Economía de abundancia

Por Fermín Mínguez

Mucho mejor que la economía de escala, de la que hemos abusado tanto que la hemos acabado pervirtiendo. De la oportunidad de optimizar procesos hemos pasado a priorizar el coste, también el humano, frente a la calidad.

Una cesta con tomates. ARCHIVO
" El peligro es que esta prevalencia del ahorro se contagie también a los valores personales y a los logros sociales, y en aras de defender lo básico renunciemos a todo lo importante que lo rodea".

Lo hablaba el otro día con Belén en Madrid, hay que pensar en abundancia decía, porque si piensas en términos de escasez, al final es lo que consigues, escasez.

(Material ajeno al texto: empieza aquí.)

PR #243, opened 2020-04-01
Firebase Integration and Facebook Sign In with Firebase

ashwinkjoseph:
Description
-----------
This PR adds firebase as a dependency in the web-client project.
    The Configuration file for configuring firebase as per the environment has been created, this file will export an initialized firebase App instance, firebase auth instance and a firestore instance
    The Configuration file can choose firebase configuration depending on the NODE_ENV, however I have manually put it to development for the time being
    To Demonstrate how to use firebase with redux, I have implemented Facebook Sing in with Firebase Authentication and have changed the onclick callback of the singin in button to call the action creator for firebase auth

Motivation
----------
https://github.com/reach4help/reach4help/issues/231
https://github.com/reach4help/reach4help/issues/231
Testing Guidelines
------------------

Release Checklist
-----------------

- [ ] This code has unit tests
- [ ] I have a plan to verify that these changes are working as expected after deploy
- [ ] I have a plan for how to revert, rollback, or disable these changes if things are not working as expected

Security Checklist
-------------------

This PR creates, modifies, or deletes:

- [ YES] API routes: API routes, parameters, or user authorization
- [ YES] Authentication: Authentication mechanism
- [ YES] Credentials: Server side credentials, or secrets in configuration / source code
- [ NO] Cryptography: Encryption, hashing, certificates, signatures, random numbers, etc.
- [ YES] User data: personal information handling, logs, error messages, etc.

Additional Notes
----------------

PR #248, opened 2020-04-02
refactor(web-client): improved mobile support, secured keys in .env and persistent user sessions

ashwinkjoseph:
This is an improvement over the pull request #243, This Commit adds the following features:
1. Added support for signInWithRedirect in a manner that the internals can be replaced with other OAuth systems without changing the interface later on easily
2. Added the logic for determining if a user is on Mobile or on Desktop and choosing between signInWithPopUp and signInWithRedirect methods
3. Separated the configuration into environment variables and added the env keys to .env.Example
4. Added the logic for persisting users and logging in users if user has already logged in previously

Description
-----------

Motivation
----------

Testing Guidelines
------------------

Release Checklist
-----------------

Security Checklist
-------------------

Additional Notes
----------------


web-client/src/containers/LoginContainer/LoginContainer.tsx
```diff
@@ -14,14 +20,33 @@ const LoginContainer: React.FC<LoginRedirectProps> = ({
   const token = useSelector((state: AppState) => state.auth.token);
   const history = useHistory();
 
+  const redirectStarted = window.localStorage.getItem('redirect_started');
```
jpmarques66, line 23: Do you think this can be a selector? Instead of saving this in LocalStorage directly, saving it in a reducer, what do you think?

web-client/src/ducks/auth/reducer.ts
```diff
@@ -20,11 +28,93 @@ export default createReducer<AuthState>(
...
+    },
+    [FIREBASE_FACEBOOK_LOGIN_REDIRECT_START.COMPLETED]: (state: AuthState) => {
+      const actionInProgress = false;
+      return {
+        ...state,
+        actionInProgress,
+      };
+    },
+    [FIREBASE_FACEBOOK_LOGIN_REDIRECT_COMPLETE.PENDING]: (state: AuthState) => {
+      window.localStorage.removeItem('redirect_started');
```
jpmarques66, line 88: Here we could just save `redirect_started` in reducer state perhaps?

web-client/src/http/resources/auth.ts
```diff
@@ -11,15 +11,28 @@ export const login = (request: IHTTPRequest) => {
...
 };
 
-export const facebookLoginWithFirebase = async (): Promise<firebase.auth.UserCredential> => {
+export const facebookLoginWithFirebasePopUp = async (): Promise<
+  string | undefined
+> => {
   const provider = new firebase.auth.FacebookAuthProvider();
   const result = await firebaseAuth.signInWithPopup(provider);
-  return result;
+  const token = await result.user?.getIdToken();
```
jpmarques66, line 19: In these request we could just continue using the promise, since `injectRequestMiddleware` already handles the `await` for us. I think this way is a bit cleaner. What do you think?

jpmarques66: Basically, just like we would do with axios.

web-client/src/ducks/auth/reducer.ts
```diff
@@ -20,11 +28,93 @@ export default createReducer<AuthState>(
     ) => {
       state.token = payload.accessToken;
     },
-    [FIREBASE_FACEBOOK_LOGIN.COMPLETED]: (
+    [FIREBASE_FACEBOOK_LOGIN_POPUP.PENDING]: (state: AuthState) => ({
+      ...state,
```
jpmarques66, line 32: Here we don't need to use spread operator. The state object is a draft, since we're using immerJs 🚀 . You can just go ahead ad mutate the state props.

web-client/src/containers/LoginContainer/LoginContainer.tsx
ashwinkjoseph: @jpmarques66 
no, the reason for this is that it's coming after a redirect. so you want it to persist.
You could have redux-persist or redux-offline. However, I don't think redux-persist or redux-offline is to be used for solving these issues. They should be integrated but for improving offline accessibility and improving UX, but that is something that I feel should be done at a later point in the development
This is, however, my opinion. If you think that this is wrong and we need to use redux-persis. then I will add that as another PR for redux-persist

web-client/src/ducks/auth/reducer.ts
ashwinkjoseph: my intention for redirect_started as a parameter in "localStorage" was for it to persist across browser sessions.
We can use this in the manner you are suggesting only if we are using redux-persist, which in my opinion shouldn't be used for the purpose of solving this particular issue only. and should be for improving user experience offline.
However as I have mentioned in the previous comment, this my opinion.
I am open to your point of view and am willing to add redux-persist but that would be done as a separate PR

web-client/src/http/resources/auth.ts
ashwinkjoseph: oh yes, that makes sense.. now I understand why the error actions weren't being dispatched. 
However, only the promise for the token should be handled by it. I will make the change in PR.
I did go through the middleware, but maybe because I was trying to solve another issue. this particular point of view skipped my mind.
I will make the change

web-client/src/ducks/auth/reducer.ts
ashwinkjoseph: okay, I wasn't aware of that. I will make the change

web-client/src/containers/LoginContainer/LoginContainer.tsx
sabind: > Private Browsing / Incognito modes

> Most modern browsers support a privacy option called 'Incognito', 'Private Browsing' or something similar that doesn't store data like history and cookies. This is fundamentally incompatible with Web Storage for obvious reasons. As such, browser vendors are experimenting with different scenarios for how to deal with this incompatibility.

> Most browsers have opted for a strategy where storage APIs are still available and seemingly fully functional, with the one big difference that all stored data is wiped after the browser is closed. For these browsers there are still different interpretations of what should be done with existing stored data (from a regular browsing session). Should it be available to read when in Private mode? Then there are some browsers, most notably Safari, that have opted for a solution where storage is available, but is empty and has a quota of 0 bytes assigned, effectively making it impossible to write data to it.

> Developers should be aware of these different implementations and take them into account when developing websites depending on Web Storage APIs. For more information please have a look at this WHATWG blog post that specifically deals with this topic.

Just a thought — but I do agree that for now any persistence is good, but I’d recommend sessionStorage since we don’t need longevity or a large amount of storage.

Y tiene razón.  Porque hay que ser muy inocente para pensar que si el objetivo único es reducir costes, conseguir el máximo ofreciendo lo mínimo, no vaya a haber consecuencias en la calidad, en la estructura o en las personas que lo producen.

El otro día lo pensaba en una gran superficie cuando una señora se quejaba de que los tomates no sabían nada. Lo hacía mientras compraba los de oferta, que eran unas bolas rojas brillantes preciosas más parecidas a los dibujos animados que a los tomates de huerta que veía de pequeño. Un muchacho le indicó que podía coger los biológicos, que eran mejores. “Sí, pero más caros”, dijo la señora gruñendo. Se me ocurrió preguntar al tipo de la fruta cuál era la diferencia entre unos y otros. (No se si les ha pasado, pero cuando uno es varón y pregunta en tiendas de alimentación, le contestan como si fuera imbécil, como si estuvieras fuera de tu hábitat, hasta cara de pena te ponen, nos queda por hacer, sí).

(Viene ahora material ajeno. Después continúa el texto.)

PR #270, opened 2020-04-05
Adding timeline item

sabind:
Description
-----------

The timeline object can be used to track the request as well as the active offer (in case an offer is accepted or rejected along with the status change).

Motivation
----------

@puzzledbytheweb pointed out that UI can't render a timeline view if we don't track status changes of the request with a timestamp.

Testing Guidelines
------------------

Release Checklist
-----------------

Security Checklist
-------------------

Additional Notes
----------------

### DIFF
--- a/functions/src/models/requests/timeline.ts
+++ b/functions/src/models/requests/timeline.ts
@@ -1,0 +1,96 @@
+import { FirestoreDataConverter } from '@google-cloud/firestore';
+import { IsEnum, IsObject } from 'class-validator';
+import { firestore } from 'firebase-admin';
+
+import { IOffer } from '../offers';
+import { IRequest, RequestStatus } from './index';
+import Timestamp = firestore.Timestamp;
+import DocumentData = firestore.DocumentData;
+
+export interface ITimelineItem extends DocumentData {
+  offerSnapshot: IOffer;
+  requestSnapshot: IRequest;
+  status: RequestStatus;
+  createdAt?: Timestamp;
+}
+
+/**
+ * Cannot be created/modified/deleted by a User. This is audit log maintained by the system
+ * It is used to render a timeline of the request on the front end, but all records
+ * are created automatically by the system based on status changes.
+ */
+export class TimelineItem implements ITimelineItem, FirestoreDataConverter<TimelineItem> {
+
+  @IsObject()
+  private _offerSnapshot: IOffer;
+
+  @IsObject()
+  private _requestSnapshot: IRequest;
+
+  @IsEnum(RequestStatus)
+  private _status: RequestStatus;
+
+  @IsObject()
+  private _createdAt: Timestamp;
+
+  constructor(offerSnapshot: IOffer, requestSnapshot: IRequest, status: RequestStatus, createdAt: Timestamp) {
+    this._offerSnapshot = offerSnapshot;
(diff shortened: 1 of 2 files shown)


sabind:
I should add that the front end should query both `request.offers` and `request.timeline` to get all the information it needs (it can zip the data together based on timestamp)

puzzledbytheweb:
Looks great, but I may be missing something or maybe I just need guidance on how to make the query. So the file that was created shows the TimelineItem Type, along with the functions to interact with Firebase. As such, I'm just wondering if the Request Type/Model has the references for this TimelineItems and if this is organized neatly as an array of changes (that we can order by timestamp). If it's not, or it is not possible due to the nature of the Firebase database, should I do `find` the TimelineItems by RequestId? I do have that data on that page but I'm afraid I don't have the OfferId in the PIN part of the app.

functions/src/models/requests/timeline.ts
```diff
@@ -0,0 +1,96 @@
...
+
+import { IOffer } from '../offers';
+import { IRequest, RequestStatus } from './index';
+import Timestamp = firestore.Timestamp;
+import DocumentData = firestore.DocumentData;
+
+export interface ITimelineItem extends DocumentData {
+  offerSnapshot: IOffer;
+  requestSnapshot: IRequest;
+  status: RequestStatus;
```
s0, line 13: `status` is not necessary if it's included in `requestSnapshot` right? which will include even more information?

Unless `requestSnapshot` is the (previous) snapshot? But i think it makes more sense to have it be the *new* state of the request...

We would need to make sure that we create a timeline item for the initial creation of requests in that case (should be pretty easy with an event)

```suggestion
```

functions/src/models/requests/timeline.ts
```diff
@@ -0,0 +1,96 @@
...
+import { firestore } from 'firebase-admin';
+
+import { IOffer } from '../offers';
+import { IRequest, RequestStatus } from './index';
+import Timestamp = firestore.Timestamp;
+import DocumentData = firestore.DocumentData;
+
+export interface ITimelineItem extends DocumentData {
+  offerSnapshot: IOffer;
+  requestSnapshot: IRequest;
```
s0, line 12: I'm assuming that from the file path, you're planning on having these routed as sub-collections under requests, which allows us to easily query the timeline for a single request, but not across requests.

This makes sense to me .

sabind: Yes, it's a sub of each request so you can ask a request for it's timeline and all it's offers :)

functions/src/models/requests/timeline.ts
```diff
@@ -0,0 +1,96 @@
...
+  private _status: RequestStatus;
+
+  @IsObject()
+  private _createdAt: Timestamp;
+
+  constructor(offerSnapshot: IOffer, requestSnapshot: IRequest, status: RequestStatus, createdAt: Timestamp) {
+    this._offerSnapshot = offerSnapshot;
+    this._requestSnapshot = requestSnapshot;
+    this._status = status;
+    this._createdAt = createdAt;
```
anandvenkat4, line 35: Do we have to assign now() for createdAt in the constructor itself, if the value is not supplied?

sabind: Good point! Yes we should do this for the user.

Los biológicos vienen de las huertas, se tratan sin productos, directamente de la tierra, me dijo con aire de tesis. Y los otros de dónde salen, pregunté, ¿de IKEA? No le hizo mucha gracia, y me explicó que los otros vienen de China, o de no sé qué país de chinos, literal, y que ahí se producían a mansalva y sin cuidado y por eso eran peores, pero más baratos.

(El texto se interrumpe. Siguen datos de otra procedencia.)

PR #1458, opened 2024-03-14
[Windows] Handle errors in request access

daniel-kane-everbridge-com:
Fixes crash under Windows when RequestAccess is called while the Geolocation Service is disabled. 
 - this is done by swallowing any error thrown from geolocator.RequestAccessAsync();


mvanbeusekom (approved):
LGTM, thank you for this contribution.

PR #1475, opened 2024-04-02
migrates geolocator_web to package:web

josh-burton:
This PR migrates from dart:html to package:web and js_interop.

A few notes/questions:
- I've increased the dart/flutter sdk versions in geolocator_web in order to use js_interop. I'm unsure if we need to bump these versions in the other geolocator packages as well.
- Mockito can no longer be used with the new js_interop types (at least I ran into errors with it being unable to generate mocks).
- The package:web geolocation methods now require a timeout value, rather than allowing null. Infinity is the value for timeouts in the html geolocation api, but passing double.infinity.toInt as timeout throws an error that this is an invalid value when invoked in javascript. Instead of defaulted to a timeout of 1 day, but this needs more input.
- the test now require running with `flutter test --platform chrome`, otherwise errors are thrown as js_interop can't be used in the dart vm.

## Pre-launch Checklist

- [x] I rebased onto `main`.


geolocator_web/lib/src/html_permissions_manager.dart
```diff
@@ -23,12 +22,10 @@ class HtmlPermissionsManager implements PermissionsManager {
...
-      _permissionQuery,
-    );
+    // navigator.permissions.query({ name: "geolocation" })
+    final web.PermissionStatus? status =
+        await _permissions?.query(_permissionQuery.jsify() as JSObject).toDart;
 
-    return status.state != null
-        ? toLocationPermission(status.state)
-        : LocationPermission.denied;
+    return toLocationPermission(status?.state);
```
mvanbeusekom, line 29: This will result in an exception when the `status` parameter is `null` (this might happen when the user dismisses the permission dialog without specifically granting or denying the permission). 

In these cases the permission request should always return the `denied` permission, informing the user to request permission again.

I think it would be good to use a similar construct as the old statement:
```suggestion
    return status != null
            ? toLocationPermission(status.state)
            : LocationPermission.denied;
```

geolocator_web/CHANGELOG.md
```diff
@@ -1,3 +1,9 @@
+## 4.0.0
+
+**BREAKING CHANGE:**
+- Migrates from dart:html to package:web and dart:js_interop
+- Migrates to Dart SDK 3.3.0 and Flutter 3.16.0.
```
mvanbeusekom, line 5: nit: officially the bullets should be indented with two spaces for the correct markdown behaviour:
```suggestion
  - Migrates from dart:html to package:web and dart:js_interop
  - Migrates to Dart SDK 3.3.0 and Flutter 3.16.0.
```

geolocator_web/lib/src/html_geolocation_manager.dart
```diff
@@ -1,46 +1,77 @@
...
+          timeout:
+              timeout?.inMicroseconds ?? const Duration(days: 1).inMilliseconds,
+        ),
       );
-
-      return toPosition(geoPosition);
-    } on html.PositionError catch (e) {
-      throw convertPositionError(e);
+    } catch (e) {
+      completer.completeError(e);
```
mvanbeusekom, line 39: Please convert the error to one of the custom exceptions defined in the `convertPositionError` method before completing the completer. 

This will throw a known exception to the application developers so they don't have to update their application logic and handle unexpected exceptions solely for the geolocator_web plugin.

mvanbeusekom (changes requested):
Hi @josh-burton,

Sorry for the delay and thank you for creating this PR. In general the changes look good, I have made a few small remarks which would be great if you can address those.

geolocator_web/lib/src/html_geolocation_manager.dart
josh-burton: I've returned a platform exception so the caught exception can be passed to the detail field. Another option could be the `PositionUpdateException` exception

josh-burton:
> Hi @josh-burton,
> 
> Sorry for the delay and thank you for creating this PR. In general the changes look good, I have made a few small remarks which would be great if you can address those.

Thanks for the review. I believe I've addressed them now.

mvanbeusekom:
When merged solves #1513

geolocator_web/lib/src/html_geolocation_manager.dart
josh-burton: ok, my only concern there is the underlying exception will be lost. Perhaps we could add an optional cause field to the PositionUpdateException?

josh-burton:
@mvanbeusekom I see the workflows are failing. I had bumped the geolocator_web version to 4.0 as its a breaking change, but as 4.0 is not published the workflows now error.

What's the correct fix here?

mvanbeusekom:
The best would be to split the changes into 2 PRs. One updating the geolocator_web package and a second bumping the version for the geolocator package.

- However in this case the change in the geolocator package is so small that I don't mind the failing build. As long as the steps for the geolocator_web are green.

mvanbeusekom (approved):
LGTM

Issue #1171, opened 2022-11-09
forceLocationManager = true may still default to fused location


jbxbergdev:
When setting `forceLocationManager: true` in `AndroidSettings`, geolocator may still request fused location provider.

The reason: `LocationManagerClient` calls [`LocationManager.getBestProvider()`](https://developer.android.com/reference/android/location/LocationManager#getBestProvider(android.location.Criteria,%20boolean)) in order to get an appropriate location provider. This method may return [`LocationManager.FUSED_PROVIDER`](https://developer.android.com/reference/android/location/LocationManager#FUSED_PROVIDER) on certain devices (in my case Samsung A13, Android 12).

There should be a way to force usage of [`LocationManager.GPS_PROVIDER`](https://developer.android.com/reference/android/location/LocationManager#GPS_PROVIDER) if network location is not desired. Suggestion: Don't call `LocationManager.getBestProvider()`, but always use `LocationManager.GPS_PROVIDER`, when `forceLocationManager` is set to `true`.

mvanbeusekom:
Hi @jbxbergdev ,

Thank you for filing this issue and putting some time and trust into this plugin. Unfortunately I think you are a misguided by the naming of the different providers and classes. 

The `LocationManager.FUSED_PROVIDER` (introduces in Android API 31) only relies on the `LocationManager` and has no relation with Google Play Services. Specifying the `LocationManager.FUSED_PROVIDER` will instruct Android (or the `LocationManager` class) to combine all other available providers to get to the most optimal (battery consumption vs. accuracy) location result. 

Personally (I am unable to find information to back this up) I think the `LocationManager.FUSED_PROVIDER` is introduced to meet all those users that cannot use Google Play Services (e.g. in countries where it is disabled or forbidden) and still provide similar benefits.

The `FusedLocationProviderClient` comes with Google Play Services but relies on the `LocationManager` API. The implementation however (before `LocationManager.FUSED_PROVIDER` was introduced) had significant benefits on the power consumption of the device. It also added additional features, such as auto resolution when the location services are disabled (this is not supported by the `LocationManager` class.

I will close this issue for now, as I truly feel the current solution is correct. However I am open for more feedback since the Android documentation is not very clear on the differences.

jbxbergdev:
@mvanbeusekom the motivation behind my request was actually not the relation to Google Play services, but that my app needs to use location strictly from GNSS. Fused location also takes wifi and cellular networks into consideration. 
[...]

PR #1613, opened 2024-11-28
[geolocator_android] Introduce option to force a specific location provider   Issue/1171

jbxbergdev:
Added an option `AndroidSettings.forceProvider` that forces the plugin to use a specific provider out of the currently four available Android location providers. As discussed with @mvanbeusekom, this option is to be used in conjunction with `forceLocationManager = true`.

Example use case: An app needs to ensure locations are derived exclusively from GNSS and hence has to make sure no other sources like mobile networks are used.

#1171 

## Pre-launch Checklist

- [ ] I made sure the project builds.
- [ ] I read the [Contributor Guide] and followed the process outlined there for submitting PRs.
- [ ] I rebased onto `main`.

### DIFF
--- a/geolocator/lib/geolocator.dart
+++ b/geolocator/lib/geolocator.dart
@@ -8,6 +8,7 @@ import 'package:geolocator_platform_interface/geolocator_platform_interface.dart
 export 'package:geolocator_android/geolocator_android.dart'
     show
         AndroidSettings,
+        AndroidLocationProvider,
         ForegroundNotificationConfig,
         AndroidResource,
         AndroidPosition;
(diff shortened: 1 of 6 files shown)


jbxbergdev:
@mvanbeusekom not really sure how to get rid of the analyzer errors the proper way. Please advise, thanks.

TimHoogstrate:
@jbxbergdev,

Thanks for the contribution. I cannot see the build log anymore... Is it possible to rebase onto main and then we can have a look at the build logs. Maybe the analyser warnings are resolved recently.

Kind regards,

TimHoogstrate (commented):
Nice work! I added some comments. Can we also add the feature to the android package example app so that we can easily test the feature?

Lo dijo con desprecio mientras miraba a la señora, “vaya mierda de tomates se lleva, señora”, le faltó añadir. Ella que lo vio decidió arriesgar subiendo a la red y le preguntó que por muchos tomates que produjeran no entendía por qué era más barato traer nada desde China que desde las huertas del Llobregat. El muchacho no esperaba el ataque y devolvió la bola de milagro con un “a mi no me diga que me pagan cuatro duros por estar aquí y no tengo ni idea de fruta”. La señora cargó el brazo, levanto la raqueta y respondió “pues cualquier día te cambian por dos chinos”. Bola, set y partido para la señora que se fue con sus tomates malos pero henchida de dignidad.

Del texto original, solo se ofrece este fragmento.